## Data
PR #873, opened 2016-09-06
Add TCP alert handler

rossmcdonald:
- [x] Rebased/mergable
- [x] Tests pass
- [x] CHANGELOG.md updated

### DIFF
--- a/alert.go
+++ b/alert.go
@@ -936,7 +936,7 @@ func (a *AlertNode) handleTcp(tcp *pipeline.TcpHandler, ad *AlertData) {
 	}
 	defer conn.Close()
 
-	buf.WriteByte("\n")
+	buf.WriteByte('\n')
 	conn.Write(buf.Bytes())
 
 	return
--- a/alert.go
+++ b/alert.go
@@ -7,6 +7,7 @@ import (
 	"fmt"
 	html "html/template"
 	"log"
+	"net"
 	"net/http"
 	"os"
 	"os/exec"
@@ -171,6 +172,11 @@ func newAlertNode(et *ExecutingTask, n *pipeline.AlertNode, l *log.Logger) (an *
 	for _, post := range n.PostHandlers {
 		post := post
 		an.handlers = append(an.handlers, func(ad *AlertData) { an.handlePost(post, ad) })
+	}
+
+	for _, tcp := range n.TcpHandlers {
+		tcp := tcp
+		an.handlers = append(an.handlers, func(ad *AlertData) { an.handleTcp(tcp, ad) })
 	}
 
 	for _, email := range n.EmailHandlers {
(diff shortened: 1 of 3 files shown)


alert.go
```diff
@@ -910,6 +916,31 @@ func (a *AlertNode) handlePost(post *pipeline.PostHandler, ad *AlertData) {
...
+		a.bufPool.Put(bodyBuffer)
+	}()
+
+	err := json.NewEncoder(bodyBuffer).Encode(ad)
+	if err != nil {
+		a.logger.Println("E! failed to marshal alert data json", err)
+		return
+	}
+
+	conn, err := net.Dial("tcp", tcp.Address)
```
nathanielc: Would it be possible to reuse the same TCP connection and use the Write method to send individual packets for each event? Not sure if that would break the server side.

alert.go
```diff
@@ -910,6 +916,31 @@ func (a *AlertNode) handlePost(post *pipeline.PostHandler, ad *AlertData) {
...
+	if err != nil {
+		a.logger.Println("E! failed to connect", err)
+		return
+	}
+
+	fmt.Fprintf(conn, bodyBuffer+"\n")
```
nathanielc: This should probably be:

```
bodyBuffer.WriteByte('\n')
conn.Write(bodyBuffer.Bytes())
```

alert.go
```diff
@@ -910,6 +916,31 @@ func (a *AlertNode) handlePost(post *pipeline.PostHandler, ad *AlertData) {
...
+
+	defer conn.Close()
```
phemmer: Why a `defer` when the next line is `return`?

alert.go
rossmcdonald: I had considered that, but it seemed like it would be a pretty large undertaking. I'm assuming it would require some connection pooling per handler, with some mechanisms for checking the health of the connections (and maybe closing connections after a longer period of inactivity). Not sure if that's way off base or not, though. 

I'd be up for discussing it more in depth offline if you have some time.

alert.go
rossmcdonald: Fixed.

alert.go
rossmcdonald: I actually copied this convention from the `handlePost` method [above](https://github.com/influxdata/kapacitor/pull/873/files/fe4e9d5bb92515f74b42a3034997332394e3fc56#diff-d02710009bb4a30f396667696f963627R915). @nathanielc might be able to clarify, but I assume this was added to ensure `Close()` is always called and to prevent the socket from remaining in ESTABLISHED for longer than it needs to.

rossmcdonald: Actually I was incorrect, and the `defer` has now been moved to be before any data is written over the connection.

pipeline/alert.go
```diff
@@ -464,6 +470,26 @@ type PostHandler struct {
...
+	a.TcpHandlers = append(a.TcpHandlers, tcp)
+	return tcp
+}
+
+// tick:embedded:AlertNode.Tcp
+type TcpHandler struct {
+	*AlertNode
+
+	// The endpoint address.
+	// tick:ignore
```
nathanielc: This shouldn't be ignored.

rossmcdonald: Fixed.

## What the task asks
Every entry, from the first line to the last, should be retyped exactly.

## Response for this exercise
PR #873, opened 2016-09-06
Add TCP alert handler

rossmcdonald:
- [x] Rebased/mergable
- [x] Tests pass
- [x] CHANGELOG.md updated

### DIFF
--- a/alert.go
+++ b/alert.go
@@ -936,7 +936,7 @@ func (a *AlertNode) handleTcp(tcp *pipeline.TcpHandler, ad *AlertData) {
 	}
 	defer conn.Close()
 
-	buf.WriteByte("\n")
+	buf.WriteByte('\n')
 	conn.Write(buf.Bytes())
 
 	return
--- a/alert.go
+++ b/alert.go
@@ -7,6 +7,7 @@ import (
 	"fmt"
 	html "html/template"
 	"log"
+	"net"
 	"net/http"
 	"os"
 	"os/exec"
@@ -171,6 +172,11 @@ func newAlertNode(et *ExecutingTask, n *pipeline.AlertNode, l *log.Logger) (an *
 	for _, post := range n.PostHandlers {
 		post := post
 		an.handlers = append(an.handlers, func(ad *AlertData) { an.handlePost(post, ad) })
+	}
+
+	for _, tcp := range n.TcpHandlers {
+		tcp := tcp
+		an.handlers = append(an.handlers, func(ad *AlertData) { an.handleTcp(tcp, ad) })
 	}
 
 	for _, email := range n.EmailHandlers {
(diff shortened: 1 of 3 files shown)


alert.go
```diff
@@ -910,6 +916,31 @@ func (a *AlertNode) handlePost(post *pipeline.PostHandler, ad *AlertData) {
...
+		a.bufPool.Put(bodyBuffer)
+	}()
+
+	err := json.NewEncoder(bodyBuffer).Encode(ad)
+	if err != nil {
+		a.logger.Println("E! failed to marshal alert data json", err)
+		return
+	}
+
+	conn, err := net.Dial("tcp", tcp.Address)
```
nathanielc: Would it be possible to reuse the same TCP connection and use the Write method to send individual packets for each event? Not sure if that would break the server side.

alert.go
```diff
@@ -910,6 +916,31 @@ func (a *AlertNode) handlePost(post *pipeline.PostHandler, ad *AlertData) {
...
+	if err != nil {
+		a.logger.Println("E! failed to connect", err)
+		return
+	}
+
+	fmt.Fprintf(conn, bodyBuffer+"\n")
```
nathanielc: This should probably be:

```
bodyBuffer.WriteByte('\n')
conn.Write(bodyBuffer.Bytes())
```

alert.go
```diff
@@ -910,6 +916,31 @@ func (a *AlertNode) handlePost(post *pipeline.PostHandler, ad *AlertData) {
...
+
+	defer conn.Close()
```
phemmer: Why a `defer` when the next line is `return`?

alert.go
rossmcdonald: I had considered that, but it seemed like it would be a pretty large undertaking. I'm assuming it would require some connection pooling per handler, with some mechanisms for checking the health of the connections (and maybe closing connections after a longer period of inactivity). Not sure if that's way off base or not, though. 

I'd be up for discussing it more in depth offline if you have some time.

alert.go
rossmcdonald: Fixed.

alert.go
rossmcdonald: I actually copied this convention from the `handlePost` method [above](https://github.com/influxdata/kapacitor/pull/873/files/fe4e9d5bb92515f74b42a3034997332394e3fc56#diff-d02710009bb4a30f396667696f963627R915). @nathanielc might be able to clarify, but I assume this was added to ensure `Close()` is always called and to prevent the socket from remaining in ESTABLISHED for longer than it needs to.

rossmcdonald: Actually I was incorrect, and the `defer` has now been moved to be before any data is written over the connection.

pipeline/alert.go
```diff
@@ -464,6 +470,26 @@ type PostHandler struct {
...
+	a.TcpHandlers = append(a.TcpHandlers, tcp)
+	return tcp
+}
+
+// tick:embedded:AlertNode.Tcp
+type TcpHandler struct {
+	*AlertNode
+
+	// The endpoint address.
+	// tick:ignore
```
nathanielc: This shouldn't be ignored.

rossmcdonald: Fixed.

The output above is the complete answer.